* **What you will do**:
Please return all lines in the listing holding the word "never".
** Available data follows **
PR #574, opened 2018-07-30
ath9k_htc: increase number of configurable virtual interfaces

psyborg55:
Testing with AR9271 USB device I was able to start 8 VAPs, but one client device could connect only if 7 VAPs were configured. This might need more work to make the feature fully usable, but even at present situation it enables functionality that was previously disabled.
Updated ath9k_htc firmware is required too, PR already opened: https://github.com/qca/open-ath9k-htc-firmware/pull/149

Signed-off-by: Tomislav Požega <pozega.tomislav@gmail.com>

### DIFF
--- a/drivers/net/wireless/ath/ath9k/htc.h
+++ b/drivers/net/wireless/ath/ath9k/htc.h
@@ -197,8 +197,8 @@ struct ath9k_htc_target_rx_stats {
 	__be32 host_done;
 } __packed;
 
-#define ATH9K_HTC_MAX_VIF 2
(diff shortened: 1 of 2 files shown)


ajdlinux:
Hi @psyborg55 - are you planning to submit these patches to the upstream kernel?

psyborg55:
Hi

I thought this is the upstream kernel repo? Where the hell did i end up? On microsoft kernel?

ajdlinux:
I would suggest reading the message from the bot at the top of this thread :) Let me know if you have questions.

PR #576, opened 2018-08-06
tlb_uv.c: Add missing return value check to prevent nptr dereference.

Jason2031:
Function init_per_cpu() defined in arch/x86/platform/uv/tlb_uv.c calls kzalloc() to allocate memory for variable uvhub_mask which is used in function get_cpu_topology() and function summarize_uvhub_sockets() later. However, none of the 3 functions mentioned above checks whether uvhub_mask is NULL. As kzalloc() may return NULL, when get_cpu_topology() and summarize_uvhub_sockets() tries to dereference this pointer, it may cause NULL pointer dereference bug.


Jason2031:
Fix bugzilla report [200489](https://bugzilla.kernel.org/show_bug.cgi?id=200489).

PR #577, opened 2018-08-06
pktcdvd.c: Fix wrong return code when alloc_disk() fails.

Jason2031:
Function pkt_setup_dev() defined in drivers/block/pktcdvd.c calls alloc_disk(). However, it forgets to set the error return code when alloc_disk() fails. Instead, when alloc_disk() fails, it simply jumps to label 'out_mem' leaving the variable ret unchanged.


Jason2031:
Fix bugzilla report [200505](https://bugzilla.kernel.org/show_bug.cgi?id=200505).

PR #578, opened 2018-08-07
conntrack.c: Add missing return value check to prevent nptr dereference.

Jason2031:
Function ovs_ct_limit_cmd_get() defined in net/openvswitch/conntrack.c may cause a null pointer dereference as it calls nla_nest_start which may return NULL. The returned value is used in function nla_nest_end() later where the pointer is dereferenced.


Jason2031:
Fix bugzilla report [200535](https://bugzilla.kernel.org/show_bug.cgi?id=200535).

PR #591, opened 2018-09-17
I think "code-of-conflict" and "code-of-product" should be removed because they will incite hatred

protonesso:


protonesso:
I think this code will suppress free speech and will incite hatred. Let's live in free world :smile:

PR #597, opened 2018-09-21
Code cleanup in linux/sched/

PierceGriffiths:


PierceGriffiths:
You should bring that to the attention of someone who actually cares, @benixlinux

bmeh:
> The goal of this issue is not to stir up arguments

Yet he spams entire GitHub with this nonsense. How is this relevant to this pull request?

kernel/sched/cpupri.c
```diff
@@ -29,20 +29,16 @@
...
 
 /* Convert between a 140 based task->prio, and our 102 based cpupri */
-static int convert_prio(int prio)
+static int convert_prio(const int prio)
 {
-	int cpupri;
-
 	if (prio == CPUPRI_INVALID)
-		cpupri = CPUPRI_INVALID;
+		return CPUPRI_INVALID;
```
gxgalx: Isn't it clearer having just one return statement instead of several exit points?

kernel/sched/rt.c
```diff
@@ -142,10 +142,12 @@ void free_rt_sched_group(struct task_group *tg)
 		destroy_rt_bandwidth(&tg->rt_bandwidth);
 
 	for_each_possible_cpu(i) {
-		if (tg->rt_rq)
-			kfree(tg->rt_rq[i]);
-		if (tg->rt_se)
-			kfree(tg->rt_se[i]);
+		/* Don't need to check if tg->rt_rq[i]
```
gxgalx: It was actually checking if tg->rt_rq and tg->rt_se are NULL or not, not the elements in the array.

PierceGriffiths: I don't know how I managed to overlook that. I've received feedback from Peter Zijlstra describing this patch as "horrible" and I agree with that assessment. I'm waiting for a response from Peter regarding whether he thinks any part of the patch is salvageable or if the whole thing is better off being thrown out.

asm-pas:
I don't think your code follows the "linux-code-style"

kernel/sched/cpupri.c
GTANAdam: It's a tiny optimization that should reduce the amount of instructions used in that method imo (if the compiler doesn't optimize that already), instead of assigning cpupri variable a value and then return it, it will just return the value instead.

PR #594, opened 2018-09-19
Let's re-insert the Code of Conflict. Greg Kroah-Hartman is an usurper.

jason-oliveira:
Undoing the Freedesktop.org coup. Linus was blackmailed.

PR #599, opened 2018-09-26
Replaced the Code of Conduct with the Code of Conflict

AshtonSnapp:
Due to the amount of controversy following the installation of the Code of Conduct, I am opening this pull request to replace it with the original Code of Conflict, to, as put by Joey Pabalinas, "Unfuck our Codes of Conduct", and to stop the controversy and drama (two things I never liked).

### DIFF
--- a/Documentation/process/code-of-conduct.rst
+++ b/Documentation/process/code-of-conduct.rst
@@ -26,12 +26,3 @@ As a reviewer of code, please strive to keep things civil and focused on
 the technical issues involved.  We are all humans, and frustrations can
 be high on both sides of the process.  Try to keep in mind the immortal
 words of Bill and Ted, "Be excellent to each other."
-
-A Note from Me (Ashton)
------------------------
-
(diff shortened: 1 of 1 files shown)


SteveHeist:
I'd vote in favor of #594 - does the same thing

asm-pas:
@SteveHeist I would vote for anything that gets us back on track

ShadowGoat:
Yes do this now

SilicaAndPina:
i agree, should merge.

JMP2DIS:
I agree.
We have many people committing from different backgrounds all over the world, because of this people hold their own ideals. This could prevent a patch being made just because the committer holds ideals that conflicts with the CoC. Not to mention some people that make commits might not have a lot of social experience or may interpret things differently than others. Some people have a hard time distinguishing right from wrong, but should we be exiling or denying them just because we think something is right? If you want to be inclusive you want free flow of thought. The CoC imposes that gender, sex, race is relevant to committing to a open source project, but this counterproductive. If we just ignore the fact that we are different then people will treat each other the same not the other way around because by identifying with a group you create exclusiveness.

felipemullen:
@SilicaAndPina thanks for sharing that, it really opened my eyes...

Have the rest of you read the things CoralineAda say?? I'm seriously at a loss for words. It's just pure hate and malice. 

Is this what we are supposed to stand by? Because I won't. I choose to respect ALL people. Not a chosen inside group that aligns with my own world views.

PR #626, opened 2018-11-27
Add E-mu 0404 USB automatic sample rate

khseal:
Add old work patch...

### DIFF
--- a/sound/usb/quirks.c
+++ b/sound/usb/quirks.c
@@ -1114,7 +1114,8 @@ static void set_format_emu_quirk(struct snd_usb_substream *subs,
 	 * by playback substream
 	 */
 	if (subs->direction == SNDRV_PCM_STREAM_PLAYBACK) {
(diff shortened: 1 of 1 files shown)


khseal:
Temporarily close the request. It seems in the latest kernels auto-select works correctly.

sound/usb/quirks.c
```diff
@@ -1114,7 +1114,8 @@ static void set_format_emu_quirk(struct snd_usb_substream *subs,
 	 * by playback substream
 	 */
 	if (subs->direction == SNDRV_PCM_STREAM_PLAYBACK) {
-		if (subs->stream->substream[SNDRV_PCM_STREAM_CAPTURE].interface != -1)
+		if (subs->stream->substream[SNDRV_PCM_STREAM_CAPTURE].interface != -1 &&
```
AlaaAttya: i think it would be better if you could check the index of the array before access it (save array access)
so you need to check if `subs->stream->substream[SNDRV_PCM_STREAM_CAPTURE]` is not `NULL`

PR #638, opened 2019-01-03
Fixes Typo when Spind and wait around

Brakoman:


atakanyenel:
This is not a typo. `While` command executes the first line under it if there are no `{` defined.

PR #2081, opened 2020-07-14
Update example.py

### LINKED ISSUE #1563: Example file (example.py) uses process instead of thread
(https://github.com/dpkp/kafka-python/blob/master/example.py)

Consumer is a subclass of multiprocessing.Process. 

The print statement in the run function will never print to the terminal as processes shares a different memory space.

Mostafa-Elmenbawy:
Use thread with the consumer instead of process.
Closes #1563

---
This change is [Reviewable](https://reviewable.io/reviews/dpkp/kafka-python/2081)

### DIFF
--- a/example.py
+++ b/example.py
@@ -1,15 +1,15 @@
 #!/usr/bin/env python
 import threading, logging, time
-import multiprocessing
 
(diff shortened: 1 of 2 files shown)


dpkp:
Thanks!

Issue #2078, opened 2020-07-13
Publishing to an ACL protected topic doesn't propagate TopicAuthorizationFailedError in KafkaProducer._wait_on_metadata


mkromer-tc:
In producer/kafka.py in `KafkaProducer._wait_on_metadata`, if an exception was identified in the future, it is not propagated.

The revised code should probably be something like:

```
            future = self._metadata.request_update()
            future.add_both(lambda e, *args: e.set(), metadata_event)
            self._sender.wakeup()
            metadata_event.wait(max_wait - elapsed)
            if future.exception:  # Propagate exception
                raise future.exception
```

dpkp:
Unclear why this isn't sufficient:
```
740             elif topic in self._metadata.unauthorized_topics:
741                 raise Errors.TopicAuthorizationFailedError(set([topic]))
```

PR #2082, opened 2020-07-14
Propagate future.exception in producer/kafka.py _wait_on_metadata

mkromer-tc:
Propagate any exceptions that happened during the future; otherwise _wait_on_metadata will time out even though the error is being continuously reflected in the metadata status fetched from the broker.  Issue #2078

---
This change is [Reviewable](https://reviewable.io/reviews/dpkp/kafka-python/2082)


dpkp:
Wouldn't this prevent retrying exceptions that are likely to be resolved within the timeout? Are there specific exceptions that you are concerned about here?

mkromer-tc:
Any permission issues are not transient.  I was testing with locked down topics and even though the broker sent the error back the library ignored it.  Also, any attempt to connect with a misconfigured authentication scheme (ssl, sasl, whatever) will also never correct itself.

It’s been a bit since I looked at it, but propagating the exception solved at least two issues I encountered during testing.  Presumably the same issues could exist on the consumer side but I was only testing the producer side.  

I guess if you really felt like it you could split the exceptions into transient and permanent exceptions and only propagate the permanent ones, but it seems like that would be most of them.

dpkp:
It looks like the java client only raises on invalid or unauthorized topics, or on a connection authentication failure. Other failures are not raised and will get retried subject to the timeout.

PR #2101, opened 2020-08-07
docs: note flush behaviour of producer's .close()

hraban:
A little note about the flushing behaviour of KafkaProducer.close.

I don't actually know for a fact if this is true, I just assumed it from the code I read. If anyone can double check that would be a good idea :)

### DIFF
--- a/kafka/producer/kafka.py
+++ b/kafka/producer/kafka.py
@@ -450,6 +450,9 @@ class KafkaProducer(object):
     def close(self, timeout=None):
         """Close this producer.
 
+        If a non-zero timeout is passed, this will also attempt to flush the buffer before
+        closing.
+
         Arguments:
             timeout (float, optional): timeout in seconds to wait for completion.
         """


kafka/producer/kafka.py
```diff
@@ -450,6 +450,9 @@ def __del__(self):
     def close(self, timeout=None):
         """Close this producer.
 
+        If a non-zero timeout is passed, this will also attempt to flush the buffer before
```
dpkp, line 453: I think it would be better to say:

Blocks until all internally buffered records are sent and any required acks are received, or until a specified timeout is reached.

hraban: No problems with changing the wording, although the code reads to my (unfamiliar) eye like a zero timeout would instantly skip the entire "graceful shutdown" block. A `0` and a `None` timeout are different: None fetches a default timeout (which could in turn be 0), and `0` just skips the entire graceful shutdown block and immediately closes. That seems slightly at odds with the proposed documentation?

Notably, my suggested documentation does not make the difference between 0 and None clear, either. This is more a bugreport masking as a PR, than a really well thought out proposal :) very open to further suggestions like yours.

PR #2107, opened 2020-08-22
Allow configurable timeouts in admin client check version

sunnyakaxd:
Currently there's no way to pass timeout to check_version if called from admin.

---
This change is [Reviewable](https://reviewable.io/reviews/dpkp/kafka-python/2107)


jeffwidman (approved):
Nice catch!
** End of Available data **
* **Solution for this problem**:
Due to the amount of controversy following the installation of the Code of Conduct, I am opening this pull request to replace it with the original Code of Conflict, to, as put by Joey Pabalinas, "Unfuck our Codes of Conduct", and to stop the controversy and drama (two things I never liked).
The print statement in the run function will never print to the terminal as processes shares a different memory space.
Any permission issues are not transient.  I was testing with locked down topics and even though the broker sent the error back the library ignored it.  Also, any attempt to connect with a misconfigured authentication scheme (ssl, sasl, whatever) will also never correct itself.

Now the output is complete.